What you should do | Among the lines below, return each one that contains the word "limit".

Data to process |
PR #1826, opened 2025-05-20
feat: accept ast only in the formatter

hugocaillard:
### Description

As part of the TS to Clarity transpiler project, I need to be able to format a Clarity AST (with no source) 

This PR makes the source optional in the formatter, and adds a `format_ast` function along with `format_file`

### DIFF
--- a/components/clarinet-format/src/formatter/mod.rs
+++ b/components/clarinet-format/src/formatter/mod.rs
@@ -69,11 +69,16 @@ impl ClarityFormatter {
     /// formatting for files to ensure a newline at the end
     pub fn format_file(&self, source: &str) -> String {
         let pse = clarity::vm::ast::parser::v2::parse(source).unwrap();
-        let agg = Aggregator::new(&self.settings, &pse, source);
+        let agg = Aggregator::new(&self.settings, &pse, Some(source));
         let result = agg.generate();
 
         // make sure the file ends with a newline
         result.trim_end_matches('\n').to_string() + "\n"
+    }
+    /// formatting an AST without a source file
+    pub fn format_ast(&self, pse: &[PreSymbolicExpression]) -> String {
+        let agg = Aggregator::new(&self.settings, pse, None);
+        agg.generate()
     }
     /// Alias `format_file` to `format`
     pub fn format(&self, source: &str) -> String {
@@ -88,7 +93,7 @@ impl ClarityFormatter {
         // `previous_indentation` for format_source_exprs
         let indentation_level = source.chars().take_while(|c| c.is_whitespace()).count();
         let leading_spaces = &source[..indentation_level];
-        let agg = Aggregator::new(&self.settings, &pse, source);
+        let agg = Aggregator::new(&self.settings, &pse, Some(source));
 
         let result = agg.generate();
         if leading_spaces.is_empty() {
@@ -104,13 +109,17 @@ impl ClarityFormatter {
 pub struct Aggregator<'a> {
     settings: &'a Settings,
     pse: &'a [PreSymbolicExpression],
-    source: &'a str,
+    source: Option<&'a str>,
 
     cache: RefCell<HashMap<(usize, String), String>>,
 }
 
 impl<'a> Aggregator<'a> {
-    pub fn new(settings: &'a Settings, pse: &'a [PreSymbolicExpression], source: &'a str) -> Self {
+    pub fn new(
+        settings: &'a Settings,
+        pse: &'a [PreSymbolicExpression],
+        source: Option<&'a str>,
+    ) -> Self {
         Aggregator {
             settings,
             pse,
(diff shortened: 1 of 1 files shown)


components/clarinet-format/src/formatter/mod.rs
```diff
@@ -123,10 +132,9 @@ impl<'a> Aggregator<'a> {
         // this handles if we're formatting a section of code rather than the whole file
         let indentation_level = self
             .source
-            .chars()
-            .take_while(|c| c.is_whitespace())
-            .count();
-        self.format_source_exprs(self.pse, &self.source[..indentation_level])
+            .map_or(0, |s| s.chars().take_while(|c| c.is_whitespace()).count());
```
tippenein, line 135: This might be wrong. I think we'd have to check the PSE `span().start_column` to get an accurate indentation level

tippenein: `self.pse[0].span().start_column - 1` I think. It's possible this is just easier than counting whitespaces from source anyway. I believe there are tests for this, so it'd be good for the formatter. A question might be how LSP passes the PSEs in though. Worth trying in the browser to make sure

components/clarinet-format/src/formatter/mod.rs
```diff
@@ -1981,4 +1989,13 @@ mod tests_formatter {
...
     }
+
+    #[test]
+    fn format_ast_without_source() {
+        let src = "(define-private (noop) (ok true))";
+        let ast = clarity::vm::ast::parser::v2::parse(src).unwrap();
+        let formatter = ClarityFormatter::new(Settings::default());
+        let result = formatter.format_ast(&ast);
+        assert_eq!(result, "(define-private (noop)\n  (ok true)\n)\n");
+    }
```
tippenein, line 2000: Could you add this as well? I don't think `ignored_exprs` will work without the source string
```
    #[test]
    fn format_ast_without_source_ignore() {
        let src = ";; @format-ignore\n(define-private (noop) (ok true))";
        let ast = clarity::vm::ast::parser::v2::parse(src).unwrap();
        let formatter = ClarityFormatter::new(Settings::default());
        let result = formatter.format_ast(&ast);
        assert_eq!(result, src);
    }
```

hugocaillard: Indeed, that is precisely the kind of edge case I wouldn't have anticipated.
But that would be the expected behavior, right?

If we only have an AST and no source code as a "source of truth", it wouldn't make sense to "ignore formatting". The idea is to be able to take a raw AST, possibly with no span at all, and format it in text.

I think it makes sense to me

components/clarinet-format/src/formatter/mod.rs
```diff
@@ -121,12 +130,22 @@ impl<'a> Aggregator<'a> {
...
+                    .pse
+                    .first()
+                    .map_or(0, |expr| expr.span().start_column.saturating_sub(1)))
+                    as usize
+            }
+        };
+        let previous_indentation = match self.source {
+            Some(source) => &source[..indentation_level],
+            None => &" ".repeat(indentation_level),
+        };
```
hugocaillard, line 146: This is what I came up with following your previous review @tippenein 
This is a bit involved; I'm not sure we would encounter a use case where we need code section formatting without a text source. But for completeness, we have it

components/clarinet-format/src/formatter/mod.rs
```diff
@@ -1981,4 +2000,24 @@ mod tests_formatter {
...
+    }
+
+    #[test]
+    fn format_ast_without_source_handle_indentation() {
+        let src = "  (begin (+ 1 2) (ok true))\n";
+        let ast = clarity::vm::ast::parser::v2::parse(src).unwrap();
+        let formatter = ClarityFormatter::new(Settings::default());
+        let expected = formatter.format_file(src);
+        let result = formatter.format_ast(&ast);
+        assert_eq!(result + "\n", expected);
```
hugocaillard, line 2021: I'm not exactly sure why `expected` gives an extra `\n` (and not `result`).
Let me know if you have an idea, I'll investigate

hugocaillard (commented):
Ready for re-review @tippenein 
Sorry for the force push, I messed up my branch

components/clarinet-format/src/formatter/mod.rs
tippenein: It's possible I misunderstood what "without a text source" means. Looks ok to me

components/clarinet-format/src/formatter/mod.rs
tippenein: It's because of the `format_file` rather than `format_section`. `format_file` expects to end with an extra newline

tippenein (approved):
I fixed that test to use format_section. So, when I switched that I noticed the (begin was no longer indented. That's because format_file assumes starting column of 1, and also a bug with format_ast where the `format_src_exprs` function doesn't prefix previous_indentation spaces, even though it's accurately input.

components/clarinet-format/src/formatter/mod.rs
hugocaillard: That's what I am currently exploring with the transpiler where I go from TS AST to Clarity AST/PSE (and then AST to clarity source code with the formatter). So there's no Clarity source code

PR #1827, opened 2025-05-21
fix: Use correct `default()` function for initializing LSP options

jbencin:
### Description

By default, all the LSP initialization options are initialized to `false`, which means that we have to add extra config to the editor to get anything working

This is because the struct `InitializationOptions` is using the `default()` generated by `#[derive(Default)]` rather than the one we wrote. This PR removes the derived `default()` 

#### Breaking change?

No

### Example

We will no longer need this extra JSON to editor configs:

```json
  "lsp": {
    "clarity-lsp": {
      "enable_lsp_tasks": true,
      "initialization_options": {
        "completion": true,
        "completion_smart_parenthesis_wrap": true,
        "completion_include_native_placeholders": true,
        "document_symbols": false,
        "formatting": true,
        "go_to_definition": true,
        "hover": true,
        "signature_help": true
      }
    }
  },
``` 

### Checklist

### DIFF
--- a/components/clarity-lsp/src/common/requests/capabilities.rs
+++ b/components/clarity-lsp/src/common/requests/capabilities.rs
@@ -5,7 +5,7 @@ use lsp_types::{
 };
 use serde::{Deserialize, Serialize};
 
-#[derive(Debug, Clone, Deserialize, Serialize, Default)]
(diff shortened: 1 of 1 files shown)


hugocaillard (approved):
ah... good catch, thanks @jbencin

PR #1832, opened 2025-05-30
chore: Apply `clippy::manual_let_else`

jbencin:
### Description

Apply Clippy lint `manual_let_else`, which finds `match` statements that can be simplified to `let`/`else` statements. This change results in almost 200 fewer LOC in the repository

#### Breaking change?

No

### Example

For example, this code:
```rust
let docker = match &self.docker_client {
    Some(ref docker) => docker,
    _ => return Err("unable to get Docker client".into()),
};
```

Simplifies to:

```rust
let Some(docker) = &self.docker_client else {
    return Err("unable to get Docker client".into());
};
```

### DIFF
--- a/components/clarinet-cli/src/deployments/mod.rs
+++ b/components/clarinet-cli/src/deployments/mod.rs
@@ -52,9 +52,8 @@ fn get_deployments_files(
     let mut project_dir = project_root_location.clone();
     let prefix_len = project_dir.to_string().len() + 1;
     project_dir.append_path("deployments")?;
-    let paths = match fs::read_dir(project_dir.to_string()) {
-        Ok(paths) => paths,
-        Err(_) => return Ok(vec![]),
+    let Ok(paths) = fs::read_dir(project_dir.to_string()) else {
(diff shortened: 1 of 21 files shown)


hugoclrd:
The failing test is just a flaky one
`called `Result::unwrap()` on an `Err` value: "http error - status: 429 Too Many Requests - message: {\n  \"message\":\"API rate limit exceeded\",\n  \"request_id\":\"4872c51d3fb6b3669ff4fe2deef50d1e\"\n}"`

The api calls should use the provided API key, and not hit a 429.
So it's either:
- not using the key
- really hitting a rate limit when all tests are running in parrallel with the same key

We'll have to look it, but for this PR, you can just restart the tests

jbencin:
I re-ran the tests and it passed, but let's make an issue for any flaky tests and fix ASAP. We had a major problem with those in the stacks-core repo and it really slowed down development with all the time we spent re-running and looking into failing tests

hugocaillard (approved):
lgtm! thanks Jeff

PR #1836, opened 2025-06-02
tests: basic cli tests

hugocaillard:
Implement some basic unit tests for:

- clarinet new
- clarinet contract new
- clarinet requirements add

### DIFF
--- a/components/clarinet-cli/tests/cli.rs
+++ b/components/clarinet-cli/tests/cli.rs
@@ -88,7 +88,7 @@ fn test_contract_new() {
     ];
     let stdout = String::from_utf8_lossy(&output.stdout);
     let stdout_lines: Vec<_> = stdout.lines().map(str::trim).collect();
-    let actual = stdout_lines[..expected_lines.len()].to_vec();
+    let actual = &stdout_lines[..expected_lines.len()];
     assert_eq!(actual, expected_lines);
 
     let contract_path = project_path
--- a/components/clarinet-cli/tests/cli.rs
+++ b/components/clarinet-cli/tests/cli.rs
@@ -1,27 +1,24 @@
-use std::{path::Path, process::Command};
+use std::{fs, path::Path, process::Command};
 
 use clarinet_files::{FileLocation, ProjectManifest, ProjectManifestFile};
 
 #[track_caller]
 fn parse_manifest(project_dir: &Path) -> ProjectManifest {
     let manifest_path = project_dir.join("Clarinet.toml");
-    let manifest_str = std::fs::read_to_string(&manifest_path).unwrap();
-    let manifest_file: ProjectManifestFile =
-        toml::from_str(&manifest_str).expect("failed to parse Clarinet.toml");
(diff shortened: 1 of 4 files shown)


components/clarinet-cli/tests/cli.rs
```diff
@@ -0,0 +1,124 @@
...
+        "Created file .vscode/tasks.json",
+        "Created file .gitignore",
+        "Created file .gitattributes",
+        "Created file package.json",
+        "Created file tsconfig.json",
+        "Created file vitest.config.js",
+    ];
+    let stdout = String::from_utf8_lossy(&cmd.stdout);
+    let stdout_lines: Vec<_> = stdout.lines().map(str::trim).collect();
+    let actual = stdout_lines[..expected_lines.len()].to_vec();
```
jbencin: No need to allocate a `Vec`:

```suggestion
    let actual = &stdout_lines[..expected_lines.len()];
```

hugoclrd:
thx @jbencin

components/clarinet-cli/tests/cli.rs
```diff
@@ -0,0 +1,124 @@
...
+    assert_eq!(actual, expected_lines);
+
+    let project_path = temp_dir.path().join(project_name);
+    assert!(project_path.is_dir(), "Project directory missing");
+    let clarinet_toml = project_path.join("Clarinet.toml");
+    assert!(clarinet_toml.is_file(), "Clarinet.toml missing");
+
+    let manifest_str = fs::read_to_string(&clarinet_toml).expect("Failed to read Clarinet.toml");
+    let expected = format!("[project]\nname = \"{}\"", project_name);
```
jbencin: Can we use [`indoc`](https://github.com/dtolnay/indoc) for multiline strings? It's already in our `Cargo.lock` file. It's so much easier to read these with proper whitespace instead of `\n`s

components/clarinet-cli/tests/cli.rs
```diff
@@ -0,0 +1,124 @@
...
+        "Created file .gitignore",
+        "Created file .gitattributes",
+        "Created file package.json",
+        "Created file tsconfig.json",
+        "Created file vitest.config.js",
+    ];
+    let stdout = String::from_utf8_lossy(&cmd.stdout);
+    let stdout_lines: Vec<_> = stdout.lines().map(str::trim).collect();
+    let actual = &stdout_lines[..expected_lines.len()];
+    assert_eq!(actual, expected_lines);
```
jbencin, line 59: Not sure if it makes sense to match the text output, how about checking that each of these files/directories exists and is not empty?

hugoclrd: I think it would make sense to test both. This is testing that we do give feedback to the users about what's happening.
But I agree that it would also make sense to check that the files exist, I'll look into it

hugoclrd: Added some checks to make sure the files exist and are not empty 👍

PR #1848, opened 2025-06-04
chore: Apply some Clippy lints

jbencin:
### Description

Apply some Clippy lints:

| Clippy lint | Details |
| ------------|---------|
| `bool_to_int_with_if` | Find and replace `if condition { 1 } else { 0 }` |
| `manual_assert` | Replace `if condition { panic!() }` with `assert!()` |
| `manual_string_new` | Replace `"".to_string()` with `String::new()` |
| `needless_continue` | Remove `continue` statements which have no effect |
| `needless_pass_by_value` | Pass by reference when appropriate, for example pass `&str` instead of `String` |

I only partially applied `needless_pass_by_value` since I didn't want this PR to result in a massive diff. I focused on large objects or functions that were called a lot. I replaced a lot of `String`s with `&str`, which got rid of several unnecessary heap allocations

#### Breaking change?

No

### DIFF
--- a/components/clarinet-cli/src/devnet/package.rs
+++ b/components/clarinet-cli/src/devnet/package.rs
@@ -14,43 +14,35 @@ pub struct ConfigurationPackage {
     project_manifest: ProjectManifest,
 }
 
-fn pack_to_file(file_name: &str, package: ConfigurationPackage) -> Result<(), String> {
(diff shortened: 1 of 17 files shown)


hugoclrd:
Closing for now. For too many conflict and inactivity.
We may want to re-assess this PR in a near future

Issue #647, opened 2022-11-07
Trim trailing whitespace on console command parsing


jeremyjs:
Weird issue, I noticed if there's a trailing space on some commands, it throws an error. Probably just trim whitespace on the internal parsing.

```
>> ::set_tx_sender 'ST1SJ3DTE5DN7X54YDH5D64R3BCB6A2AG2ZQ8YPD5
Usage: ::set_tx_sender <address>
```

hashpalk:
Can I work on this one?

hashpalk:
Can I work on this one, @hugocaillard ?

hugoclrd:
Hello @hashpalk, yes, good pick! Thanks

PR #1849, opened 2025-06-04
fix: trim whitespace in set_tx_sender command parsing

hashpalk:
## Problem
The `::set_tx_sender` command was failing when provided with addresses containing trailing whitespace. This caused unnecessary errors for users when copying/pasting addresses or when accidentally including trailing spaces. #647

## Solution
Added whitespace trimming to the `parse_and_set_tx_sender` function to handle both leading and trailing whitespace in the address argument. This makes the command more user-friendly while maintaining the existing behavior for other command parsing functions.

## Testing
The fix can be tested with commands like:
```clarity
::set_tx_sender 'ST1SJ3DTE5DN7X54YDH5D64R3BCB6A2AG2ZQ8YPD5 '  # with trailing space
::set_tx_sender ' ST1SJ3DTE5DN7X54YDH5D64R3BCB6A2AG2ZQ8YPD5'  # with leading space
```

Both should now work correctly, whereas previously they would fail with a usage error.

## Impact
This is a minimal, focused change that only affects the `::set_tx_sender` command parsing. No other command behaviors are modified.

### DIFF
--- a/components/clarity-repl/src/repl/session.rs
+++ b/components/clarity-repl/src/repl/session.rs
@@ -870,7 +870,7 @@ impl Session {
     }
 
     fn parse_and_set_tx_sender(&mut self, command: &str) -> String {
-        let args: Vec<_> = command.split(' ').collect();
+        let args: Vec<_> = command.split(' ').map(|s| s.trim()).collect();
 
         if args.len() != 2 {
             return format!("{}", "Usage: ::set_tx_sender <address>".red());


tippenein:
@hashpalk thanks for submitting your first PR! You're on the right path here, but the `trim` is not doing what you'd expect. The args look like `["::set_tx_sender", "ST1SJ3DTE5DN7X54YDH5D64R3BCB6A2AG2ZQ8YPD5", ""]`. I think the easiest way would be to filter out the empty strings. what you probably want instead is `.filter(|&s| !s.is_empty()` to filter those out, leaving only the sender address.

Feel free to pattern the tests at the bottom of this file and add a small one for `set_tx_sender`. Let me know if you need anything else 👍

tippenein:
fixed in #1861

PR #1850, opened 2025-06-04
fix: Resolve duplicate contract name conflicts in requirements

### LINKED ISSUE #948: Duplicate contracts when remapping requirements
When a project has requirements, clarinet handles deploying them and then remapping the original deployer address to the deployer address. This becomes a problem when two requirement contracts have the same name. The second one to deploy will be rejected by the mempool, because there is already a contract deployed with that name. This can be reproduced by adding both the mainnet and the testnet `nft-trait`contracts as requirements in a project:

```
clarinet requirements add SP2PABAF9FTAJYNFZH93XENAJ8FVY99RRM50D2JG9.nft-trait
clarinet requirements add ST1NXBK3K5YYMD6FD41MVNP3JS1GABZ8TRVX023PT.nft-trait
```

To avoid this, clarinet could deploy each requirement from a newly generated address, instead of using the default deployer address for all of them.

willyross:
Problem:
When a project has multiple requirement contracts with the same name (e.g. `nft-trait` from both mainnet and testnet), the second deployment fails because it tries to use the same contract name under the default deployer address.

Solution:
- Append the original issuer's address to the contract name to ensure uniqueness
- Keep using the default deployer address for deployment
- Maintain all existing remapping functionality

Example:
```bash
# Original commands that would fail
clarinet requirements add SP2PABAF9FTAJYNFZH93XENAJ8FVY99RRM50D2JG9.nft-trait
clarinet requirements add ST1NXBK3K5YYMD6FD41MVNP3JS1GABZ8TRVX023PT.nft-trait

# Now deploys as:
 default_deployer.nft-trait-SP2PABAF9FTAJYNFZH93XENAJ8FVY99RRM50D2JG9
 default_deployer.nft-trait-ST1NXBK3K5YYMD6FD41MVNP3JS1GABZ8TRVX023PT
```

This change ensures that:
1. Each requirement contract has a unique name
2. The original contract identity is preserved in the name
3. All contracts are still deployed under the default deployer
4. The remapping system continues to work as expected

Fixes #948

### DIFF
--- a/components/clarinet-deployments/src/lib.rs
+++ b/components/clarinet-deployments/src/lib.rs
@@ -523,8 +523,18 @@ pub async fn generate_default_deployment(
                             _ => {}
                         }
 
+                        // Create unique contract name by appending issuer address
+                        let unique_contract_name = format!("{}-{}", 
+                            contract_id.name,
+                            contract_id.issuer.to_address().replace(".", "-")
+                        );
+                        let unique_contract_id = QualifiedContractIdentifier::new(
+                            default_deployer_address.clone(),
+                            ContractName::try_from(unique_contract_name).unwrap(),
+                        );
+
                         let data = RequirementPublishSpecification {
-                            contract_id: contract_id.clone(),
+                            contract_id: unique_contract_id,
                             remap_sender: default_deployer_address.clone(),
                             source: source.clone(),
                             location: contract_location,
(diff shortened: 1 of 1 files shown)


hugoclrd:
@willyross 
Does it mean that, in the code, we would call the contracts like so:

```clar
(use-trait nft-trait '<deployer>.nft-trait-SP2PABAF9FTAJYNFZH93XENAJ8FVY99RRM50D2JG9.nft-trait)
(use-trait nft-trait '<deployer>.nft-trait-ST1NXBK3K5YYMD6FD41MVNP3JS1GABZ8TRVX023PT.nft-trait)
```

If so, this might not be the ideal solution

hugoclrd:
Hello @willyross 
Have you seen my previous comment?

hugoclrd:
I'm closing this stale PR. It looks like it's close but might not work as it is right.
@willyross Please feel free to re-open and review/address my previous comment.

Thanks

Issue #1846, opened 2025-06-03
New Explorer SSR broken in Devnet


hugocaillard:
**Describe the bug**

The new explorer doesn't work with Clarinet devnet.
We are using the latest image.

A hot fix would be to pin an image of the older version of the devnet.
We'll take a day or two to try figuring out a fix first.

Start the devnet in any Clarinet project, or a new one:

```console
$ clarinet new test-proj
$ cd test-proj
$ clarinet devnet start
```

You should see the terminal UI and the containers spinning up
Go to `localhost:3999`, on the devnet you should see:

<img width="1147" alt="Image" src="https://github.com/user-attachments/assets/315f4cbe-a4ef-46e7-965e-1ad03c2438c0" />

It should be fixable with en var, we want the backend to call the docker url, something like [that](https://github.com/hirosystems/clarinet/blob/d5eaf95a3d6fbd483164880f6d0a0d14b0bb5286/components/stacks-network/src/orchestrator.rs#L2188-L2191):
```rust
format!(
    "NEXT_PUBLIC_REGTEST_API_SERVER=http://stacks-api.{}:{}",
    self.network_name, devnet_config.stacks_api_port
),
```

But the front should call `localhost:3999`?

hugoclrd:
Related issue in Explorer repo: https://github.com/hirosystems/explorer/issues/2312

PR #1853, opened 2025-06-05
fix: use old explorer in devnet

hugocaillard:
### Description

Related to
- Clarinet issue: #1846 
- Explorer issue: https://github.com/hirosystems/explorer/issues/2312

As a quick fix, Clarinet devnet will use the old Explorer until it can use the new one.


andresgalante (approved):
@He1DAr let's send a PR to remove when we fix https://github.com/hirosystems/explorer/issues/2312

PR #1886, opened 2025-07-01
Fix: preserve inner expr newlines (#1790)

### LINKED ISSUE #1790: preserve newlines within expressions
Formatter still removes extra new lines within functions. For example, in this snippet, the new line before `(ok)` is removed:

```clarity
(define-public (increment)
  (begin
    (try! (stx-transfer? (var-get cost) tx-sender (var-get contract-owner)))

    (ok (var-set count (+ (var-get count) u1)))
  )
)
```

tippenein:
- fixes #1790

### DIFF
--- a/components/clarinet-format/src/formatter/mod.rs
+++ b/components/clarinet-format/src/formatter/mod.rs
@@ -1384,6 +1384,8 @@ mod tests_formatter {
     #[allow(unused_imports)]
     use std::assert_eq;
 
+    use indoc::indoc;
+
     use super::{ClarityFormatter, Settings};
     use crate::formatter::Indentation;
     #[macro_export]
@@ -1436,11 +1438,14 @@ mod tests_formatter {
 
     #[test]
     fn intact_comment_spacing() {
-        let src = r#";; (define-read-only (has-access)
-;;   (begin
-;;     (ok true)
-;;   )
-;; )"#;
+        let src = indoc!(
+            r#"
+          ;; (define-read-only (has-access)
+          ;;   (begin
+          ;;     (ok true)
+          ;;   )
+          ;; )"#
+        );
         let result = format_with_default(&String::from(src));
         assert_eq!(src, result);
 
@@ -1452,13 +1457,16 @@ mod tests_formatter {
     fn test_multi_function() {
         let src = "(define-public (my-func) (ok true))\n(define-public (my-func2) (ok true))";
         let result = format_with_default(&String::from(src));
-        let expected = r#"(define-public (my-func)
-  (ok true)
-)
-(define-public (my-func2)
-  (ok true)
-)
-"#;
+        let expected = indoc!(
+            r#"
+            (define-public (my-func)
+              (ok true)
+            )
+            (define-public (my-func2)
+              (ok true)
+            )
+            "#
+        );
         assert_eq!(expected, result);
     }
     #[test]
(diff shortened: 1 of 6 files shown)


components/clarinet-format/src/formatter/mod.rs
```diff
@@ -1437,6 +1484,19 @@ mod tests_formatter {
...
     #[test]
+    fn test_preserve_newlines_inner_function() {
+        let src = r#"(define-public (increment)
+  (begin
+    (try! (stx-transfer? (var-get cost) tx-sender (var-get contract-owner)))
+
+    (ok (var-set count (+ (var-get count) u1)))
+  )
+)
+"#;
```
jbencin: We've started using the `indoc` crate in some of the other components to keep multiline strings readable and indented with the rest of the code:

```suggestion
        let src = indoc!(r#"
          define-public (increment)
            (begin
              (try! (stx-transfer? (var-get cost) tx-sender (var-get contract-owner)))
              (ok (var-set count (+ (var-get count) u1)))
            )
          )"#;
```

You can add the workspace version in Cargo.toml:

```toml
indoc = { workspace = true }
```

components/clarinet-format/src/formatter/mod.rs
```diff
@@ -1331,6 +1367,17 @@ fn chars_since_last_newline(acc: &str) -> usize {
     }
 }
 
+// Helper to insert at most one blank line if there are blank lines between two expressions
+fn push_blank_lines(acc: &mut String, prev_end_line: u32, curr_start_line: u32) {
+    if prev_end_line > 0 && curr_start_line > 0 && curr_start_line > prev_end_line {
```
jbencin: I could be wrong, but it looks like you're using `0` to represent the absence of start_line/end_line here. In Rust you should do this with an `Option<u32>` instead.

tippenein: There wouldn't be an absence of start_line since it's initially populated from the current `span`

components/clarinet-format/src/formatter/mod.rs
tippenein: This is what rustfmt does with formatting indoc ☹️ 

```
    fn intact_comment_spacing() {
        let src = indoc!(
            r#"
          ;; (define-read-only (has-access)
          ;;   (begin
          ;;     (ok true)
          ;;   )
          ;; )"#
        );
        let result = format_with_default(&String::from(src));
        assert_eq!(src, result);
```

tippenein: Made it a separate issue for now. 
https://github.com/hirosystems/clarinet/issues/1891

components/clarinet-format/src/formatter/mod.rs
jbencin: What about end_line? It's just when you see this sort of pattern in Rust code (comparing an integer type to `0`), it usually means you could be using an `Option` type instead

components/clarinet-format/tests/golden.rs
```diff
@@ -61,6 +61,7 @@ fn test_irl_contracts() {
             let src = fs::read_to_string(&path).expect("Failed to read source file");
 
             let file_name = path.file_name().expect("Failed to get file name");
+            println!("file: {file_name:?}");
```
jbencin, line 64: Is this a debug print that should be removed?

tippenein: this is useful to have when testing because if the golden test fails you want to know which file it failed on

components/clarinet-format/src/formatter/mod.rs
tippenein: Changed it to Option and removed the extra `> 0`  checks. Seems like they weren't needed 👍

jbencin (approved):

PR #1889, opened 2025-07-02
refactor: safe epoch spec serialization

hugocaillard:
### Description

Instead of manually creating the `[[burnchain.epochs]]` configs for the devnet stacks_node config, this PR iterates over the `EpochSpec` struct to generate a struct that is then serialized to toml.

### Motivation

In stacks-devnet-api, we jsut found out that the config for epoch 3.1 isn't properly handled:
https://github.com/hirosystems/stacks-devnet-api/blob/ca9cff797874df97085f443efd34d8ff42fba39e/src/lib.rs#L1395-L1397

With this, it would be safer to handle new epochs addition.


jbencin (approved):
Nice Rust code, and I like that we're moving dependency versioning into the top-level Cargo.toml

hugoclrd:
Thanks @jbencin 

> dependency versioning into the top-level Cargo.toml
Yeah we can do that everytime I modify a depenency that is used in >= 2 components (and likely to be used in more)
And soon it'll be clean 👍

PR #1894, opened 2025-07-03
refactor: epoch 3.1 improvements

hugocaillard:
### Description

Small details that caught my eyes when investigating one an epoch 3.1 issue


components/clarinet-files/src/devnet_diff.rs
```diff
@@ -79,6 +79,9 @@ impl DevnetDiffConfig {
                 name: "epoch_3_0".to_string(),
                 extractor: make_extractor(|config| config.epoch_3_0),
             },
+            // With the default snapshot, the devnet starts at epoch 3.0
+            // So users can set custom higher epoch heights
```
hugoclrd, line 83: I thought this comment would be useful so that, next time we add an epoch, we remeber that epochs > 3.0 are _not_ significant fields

Answer for this exercise |
`called `Result::unwrap()` on an `Err` value: "http error - status: 429 Too Many Requests - message: {\n  \"message\":\"API rate limit exceeded\",\n  \"request_id\":\"4872c51d3fb6b3669ff4fe2deef50d1e\"\n}"`
- really hitting a rate limit when all tests are running in parrallel with the same key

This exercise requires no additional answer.